Issue #447, opened 2023-02-24
[FEATURE] Automate Releases


Kern--:
**Is your feature request related to a problem? Please describe.**
As we start thinking about releasing binaries of the SOCI snapshotter, it would be good to start thinking about how to make the process repeatable to make sure we don't miss an artifacts or details.

**Describe the solution you'd like**
Ideally we would have a github actions pipeline that automatically created a github release with all the relevant artifacts whenever we push a tag.

**Describe alternatives you've considered**
N/A

**Additional context**
References:
Containerd's workflow https://github.com/containerd/containerd/blob/main/.github/workflows/release.yml
nerdctl's workflow https://github.com/containerd/nerdctl/blob/main/.github/workflows/release.yml

Kern--:
Another reference is the way Finch is doing it:
https://github.com/runfinch/finch/blob/main/.github/workflows/release-please.yaml

In particular they use [release please](https://github.com/googleapis/release-please) to automate the releases including generating the changelog.

Kern--:
Our branching strategy is defined here: https://github.com/awslabs/soci-snapshotter/blob/main/RELEASES.md#releases-1
The release artifacts are defined here: https://github.com/awslabs/soci-snapshotter/blob/main/RELEASES.md#release-artifacts

The last piece is the actual process which is:
1) Create the branch if necessary
2) Use [scripts/build_third_party_licenses.sh](https://github.com/awslabs/soci-snapshotter/blob/main/scripts/build_third_party_licenses.sh) to create the final third party licenses file. Commit it and open a PR to merge it into the release branch.
3) Create and push signed tag against the license file commit
4) Automation should take over here and create the releases according to our documentation.
5) [Maybe] Update the release change log if we take an approach like nerdctl which doesn't generate it automatically



We should probably add this documentation somewhere, but not in the releases doc because these instructions are things that only maintainers care about.

djdongjin:
fyi: nerdctl's new release doc for maintainers: https://github.com/containerd/nerdctl/blob/main/MAINTAINERS_GUIDE.md

Kern--:
A couple more notes that should go into the maintainer's version of the release doc:

1) I've been using ubuntu 18.04 when building dynamically linked binaries so that the glibc version is "relatively old" and likely to work for most people.
2) I've been building with the latest version of go at the time of the release.
3) The tag needs to be created before building so that the binary version reports correctly
4) I verify that the static binarys are actually static with ldd.

[...]

PR #876, opened 2023-10-18
Add release automation on tag push

sondavidb:
**Issue #, if available:**
#447

**Description of changes:**
Created a new workflow for automating part of the release process. On tag push, it will test the build on AMD64, create the binaries + sha256 checksums, and create a draft release with a changelog. Note that testing and building are run in parallel, which was an intentional design choice, but if we feel that the tests should pass before building the binaries, that can be changed.

ARM64 releases must still be created manually. Technically we could build the binaries with ARM64 here anyway but it would be considered poor practice to test and build in separate environments. (Still waiting for GH Actions to natively support ARM64 :v)

**Testing performed:**
I pushed a tag and ensured the workflow passed. You can see it running successfully [here](https://github.com/sondavidb/soci-snapshotter/actions/runs/6657291217/job/18091686729). The workflow was modified to include a THIRD_PARTY_LICENSES file, but otherwise is identical to the one in this PR. The workflow was triggered with the following:

```
git tag -s -a v999.999.999 -m "Release v999.999.999"
git push origin v999.999.999
```

The created release can be seen [here](https://github.com/sondavidb/soci-snapshotter/releases/tag/v999.999.999) (release will be deleted after PR is merged). Note that the changelog is empty. My guess is that this is due to previous testing with other tags making GitHub erroneously believe the last release was the tag previously pushed and deleted. This should not be an issue for official releases, but if a release needs to be modified for whatever reason, please bear in mind it may generate an empty changelog, so we should ensure we keep the original generated changelog.

To be explicit, this is not an official v999.999.999 release :P

### DIFF
--- a/.github/workflows/releases.yml
+++ b/.github/workflows/releases.yml
@@ -1,0 +1,84 @@
+name: Release
+
+on:
+  create:
+    tags:
+      - 'v[0-9]+.[0-9]+.[0-9]+'
+env:
+  GO_VERSION: '1.20.6'
+
+permissions:
+  contents: write
+  deployments: write
+
+jobs:
+  # Any way we can just call build.yml?
+  test:
+    runs-on: ubuntu-20.04
+    steps:
+      - uses: actions/checkout@v4
+      - uses: actions/setup-go@v4
+        with:
+          go-version: ${{ env.GO_VERSION }}
+      - run: make
+      - run: make test
+      
+  integration:
+    runs-on: ubuntu-20.04
+    strategy:
+      fail-fast: false
+      matrix:
+        containerd: ["1.6.19", "1.7.0"]
+    env:
+      DOCKER_BUILD_ARGS: "CONTAINERD_VERSION=${{ matrix.containerd }}"
+    steps:
+      - uses: actions/checkout@v4
+      - uses: actions/setup-go@v4
+        with:
+          go-version: ${{ env.GO_VERSION }}
+      - run: make integration
+
+  generate-artifacts:
+    runs-on: ubuntu-20.04
+    steps:
+    - uses: actions/checkout@v4
+    - name: Setup and export variables
+      run: |
+        export release_tag=${GITHUB_REF#refs/*/} # Strip down to raw tag name
+        export release_version=${release_tag/v/} # Remove v from tag name
+
+        echo "release_tag=${release_tag}">> $GITHUB_ENV
+        echo "dynamic_binary_name=soci-snapshotter-${release_version}-linux-amd64.tar.gz" >> $GITHUB_ENV
+        echo "static_binary_name=soci-snapshotter-${release_version}-linux-amd64-static.tar.gz" >> $GITHUB_ENV
+        
+        mkdir release
+    - name: Create release binaries
+      run: make RELEASE_TAG=${{ env.release_tag }} release
+    - uses: actions/upload-artifact@v3
+      with:
+        name: artifacts
+        path: release/
+        if-no-files-found: error
+
+    outputs:
+      dynamic_binary_name: ${{ env.dynamic_binary_name }}
+      static_binary_name: ${{ env.static_binary_name }}
+
+  create-release:
+    needs: generate-artifacts
+    runs-on: ubuntu-20.04
+    steps:
+      - uses: actions/checkout@v3
+      - uses: actions/download-artifact@v3
+        with:
+          name: artifacts
+      - uses: softprops/action-gh-release@v1
+        with:
+          draft: true
+          prerelease: false
+          generate_release_notes: true
+          files: |
+            ${{ needs.generate-artifacts.outputs.dynamic_binary_name }}
+            ${{ needs.generate-artifacts.outputs.dynamic_binary_name }}.sha256sum
+            ${{ needs.generate-artifacts.outputs.static_binary_name }}
+            ${{ needs.generate-artifacts.outputs.static_binary_name }}.sha256sum
--- a/scripts/create-releases.sh
+++ b/scripts/create-releases.sh
@@ -1,0 +1,72 @@
+#!/bin/bash
+
+#   Copyright The Soci Snapshotter Authors.
+
+#   Licensed under the Apache License, Version 2.0 (the "License");
+#   you may not use this file except in compliance with the License.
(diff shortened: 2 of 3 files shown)


.github/workflows/releases.yml
```diff
@@ -0,0 +1,103 @@
+name: Releases workflow
```
austinvazquez, line 1: non-functional: `Release` just to be consistent with other workflow naming.

.github/workflows/releases.yml
```diff
@@ -0,0 +1,103 @@
...
+      - 'v[0-9]+.[0-9]+.[0-9]+'
+env:
+  GO_VERSION: '1.20.6'
+
+permissions:
+  contents: write
+  deployments: write
+
+jobs:
+  # TODO: Any way we can just call build.yml?
```
austinvazquez, line 15: Technically possible, but no sure if there are trade-offs / effort required.
https://docs.github.com/en/actions/using-workflows/reusing-workflows

.github/workflows/releases.yml
```diff
@@ -0,0 +1,103 @@
...
+      fail-fast: false
+      matrix:
+        containerd: ["1.6.19", "1.7.0"]
+    env:
+      DOCKER_BUILD_ARGS: "CONTAINERD_VERSION=${{ matrix.containerd }}"
+    steps:
+      - uses: actions/checkout@v4
+      - uses: actions/setup-go@v4
+        with:
+          go-version: '1.20.6'
```
austinvazquez, line 38: nit: use `${{ env.GO_VERSION }}`

.github/workflows/releases.yml
```diff
@@ -0,0 +1,103 @@
...
+        
+        mkdir release
+    - name: Create dynamic binary
+      run: |
+        make build
+        cp NOTICE.md THIRD_PARTY_LICENSES out/
+        cd out/
+        tar -czvf ../release/${{ env.dynamic_binary_name }} *
+        cd ../
+        rm -rf out/
```
austinvazquez, line 62: Is it worth moving some of this logic into a Make target or bash script for local runs? Thinking out loud, it might be helpful for troubleshooting. (Likewise for static build)

austinvazquez (commented):
I noticed the test release did not have the release version in the artifacts. Has that been resolved?

.github/workflows/releases.yml
sondavidb: Yeah, it seemed like it relies on a particular naming scheme as well as a few other refactors I was hesitant to change in this PR. I think it might not be a bad change in the future to make, though.

.github/workflows/releases.yml
sondavidb: I'm not against it but it's also only a few lines of pretty basic code that requires some basic preset conditions. I think this is good enough for now but if the process ever becomes more convoluted we should certainly revisit the idea.

That said, if we were to do that sooner rather than later, maybe the entire release logic should be put there.

sondavidb:
> I noticed the test release did not have the release version in the artifacts. Has that been resolved?

That would be a bug, it looks like you can't refer to GH environment variables within the same step that they're assigned. Fixed that up by just using a local variable.

.github/workflows/releases.yml
austinvazquez: Can we remove the TODO for now? It seems like there are some unknowns with this effort that need to be ironed out.

.github/workflows/releases.yml
```diff
@@ -0,0 +1,103 @@
...
+
+  generate-artifacts:
+    runs-on: ubuntu-20.04
+    steps:
+    - uses: actions/checkout@v4
+    - name: Setup and export variables
+      run: |
+        export release_tag=${GITHUB_REF#refs/*/} # Strip down to raw tag name
+        export release_version=${release_tag/v/} # Remove v from tag name
+        echo "release_version=$release_version" >> $GITHUB_ENV
```
austinvazquez, line 49: nit: is `release_version` still needed as a GitHub environment variable? Usage appears to be only scoped to this step.

sondavidb: Good catch, forgot to remove it from the previous action I tried using

.github/workflows/releases.yml
sondavidb: Is the new comment alright? I would like to still note that this is something we should look into to reduce redundant code.

austinvazquez (approved):
LGTM. Thanks.

.github/workflows/releases.yml
austinvazquez: Maybe this is fine. I might be over-indexing here, but was just concerned a community member may come along and see the TODO and take some initiative to do the work and create a PR only for maintainers to not like the outcome. So it might be a bad experience for a contributor.

sondavidb:
Moved all binary compiling logic to a separate script and created a Makefile target for `release`, per previous discussions. This should allow for a slightly smoother process for automating releases on ARM64, which currently has to manually test and set up everything.

scripts/create-releases.sh
```diff
@@ -0,0 +1,72 @@
...
+release_version=${1/v/} # Remove v from tag name
+dynamic_binary_name=soci-snapshotter-${release_version}-linux-${ARCH}.tar.gz
+static_binary_name=soci-snapshotter-${release_version}-linux-${ARCH}-static.tar.gz
+
+make build
+cp $NOTICE_FILE $LICENSE_FILE $OUT_DIR
+tar -czvf $RELEASE_DIR/$dynamic_binary_name $OUT_DIR
+rm -rf $OUT_DIR/*
+
+make build
```
Kern--, line 66: This needs `STATIC=1` doesn't it?

scripts/create-releases.sh
```diff
@@ -0,0 +1,72 @@
+#!/bin/bash
```
Kern--, line 1: Can you run this through shellcheck? I think we're going to be linting files that way soon.

Kern-- (approved):

Kern-- (dismissed):

austinvazquez (approved):

sondavidb:
Poorly-handled merge conflicts, sorry about that x.x

Kern-- (approved):

austinvazquez (approved):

========

Problem requirements:
Where a line in the records above contains the word "code", copy that line.

Reply:
sondavidb: I'm not against it but it's also only a few lines of pretty basic code that requires some basic preset conditions. I think this is good enough for now but if the process ever becomes more convoluted we should certainly revisit the idea.
sondavidb: Is the new comment alright? I would like to still note that this is something we should look into to reduce redundant code.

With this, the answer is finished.